Je ne suis pas un initié, loin de là... Je ne prétends pas à appartenir à une frange franc-maçonnique de la pensée mélomane. Je ne suis pas un fondamentaliste musical, un traditionaliste sectaire aux querelles de clocher affirmées. Je ne suis pas un témoin de Jehovah de la note parfaite qui s’inscrit contre le blasphème face aux préceptes de la chose Pop... Le mot "Hype" n’a pas de sens pour moi et je ne suis pas de ces barbus folkeux ni de ces types déguisés en pantalons slim comme des uniformes que l’on porte. Je ne pense pas forcément que le vinyle c’est quand même mieux que le CD, un 33 tours rentre mal dans un autoradio.... Le Mp3 ne me fait pas rugir de douleur. Je ne suis pas de ceux qui prônent la culture, sa culture, sa propre culture comme une posture sociale, comme une source de pouvoir face à ceux qui ne savent pas, comme une source d’exclusion. Je n’aime pas ces postures Indie de cercle fermé, de microcosme parfois suffisant. Je ne prétends pas à être de ceux qui considèrent ce qui est de bon goût ou non... Ce qui m’intéresse, c’est la Musique qu’elle ait des volontés mercantiles ou non... Comme beaucoup d’entre vous, j’ai ces petits groupes confidentiels que je chéris mais que je ne conserve pas comme des secrets face à la multitude médiocre.... Quand quelque chose est beau, il faut le partager... Quid D’Anywhen, d’Imagho, des Blue Nile, de The Apartments ?
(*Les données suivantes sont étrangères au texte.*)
PR #1104, opened 2022-04-21
Address CG alerts for UA

sunandabalu:


tests/tool/Integration.Tests/IntegrationScenarios/WebLibrary/csharp/Original/packages.config
```diff
@@ -4,5 +4,5 @@
   <package id="Microsoft.AspNet.Razor" version="3.2.7" targetFramework="net472" />
   <package id="Microsoft.AspNet.WebPages" version="3.2.7" targetFramework="net472" />
   <package id="Microsoft.Web.Infrastructure" version="1.0.0.0" targetFramework="net472" />
-  <package id="Newtonsoft.Json" version="6.0.5" targetFramework="net472" />
+  <package id="Newtonsoft.Json" version="12.0.2" targetFramework="net472" />
```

Pourtant, quand je lance "Ghost To Be", le premier titre ouvrant le nouveau projet d’Overseas, la tentation me gagne de tomber dans ces travers que je viens de critiquer. Qui parmi les moins de 20 ans se souvient de Bedhead, de The New Year, de Pedro The Lion ? Ces groupes marqués 90’s dans l’inconscient collectif Indie... Et pourtant, parmi nous, ceux qui les connaissent reviennent souvent à cette Pop noisy et mélancolique. Overseas, c’est un peu "Le super groupe pour initiés"... Excusez du peu, David Bazan de feu et regretté Pedro The Lion, Will Johnson et les frères Kadane de Bedhead/The New Year... Vous prenez un peu de l’univers de chacun des quatre, vous mélangez et vous obtenez dix chansons sans fioritures ni scories, sans effet inutile, dix compositions souvent bouleversantes....
D’ailleurs, en parlant d’émotion, il serait temps de réévaluer la carrière solo de David Bazan à bien des égards exemplaire et dont on sent tout l’apport dans ce nouveau projet. Il parvient à additionner une certaine combativité lucide à l’univers habituellement plombé des frères Kadane comme sur le clair-obscur "Redback Strike" ou une même envie de rejet de la torpeur dans "Old Love"
Dans tous les albums de The New Year, il y a toujours ces constats frontaux d’echec d’élévation de soi comme le très beau "MMV" sur le dernier album du groupe en 2008,comme la volonté d’un effacement de soi, thématique qui retrouve une résonance dans "Help".
"i don’t need your simpathy no memory..."
"Lights Are Gonna Fall" surprend par ses aspects presque positifs et ce piano doux quand "Here (Wish You Were)" s’égare dans l’annonce d’une tempête prête à gronder. Avec "The Sound Of Giving Way", vous retrouverez la juvénilité puérile de votre adolescence avec ce titre idéal pour de l’air guitar classieux... Vous martèlerez sur vos fûts imaginaires en vous disant quel p....n de batteur subtile il est le père Kadane... Un des grands titres de cet album, tubesque dans un monde idéal où les Christophe Mae et autres affreux seraient d’obscurs artistes underground et miséreux.
"Down Below" convoque les cadavres embaumés de Bedhead avec ce son rêche et métallique.
"I’ll show my body to millions I’ll face my feelings alone"
"Come With The Frame" ou comment allier l’impudeur avec l’urgence de se révéler. "All Your Own" conclue en élégie ce premier album d’Overseas. Nous ne savons pas s’il y aura un nouvel album de The New Year, si les frères Kadane referont leur apparition avec leur Slowcore qui n’a rien à envier à Low, nous ne savons pas non plus si nous aurons des nouvelles de David Bazan ou de Will Johnson... Ce que nous savons par contre, ce dont nous sommes sûrs, c’est que nous ne le garderons pas pour nous ce disque d’Overseas, que nous le partagerons car la Musique finalement, ce n’est rien de plus que les relations humaines décodées et mises en notes harmonieuses.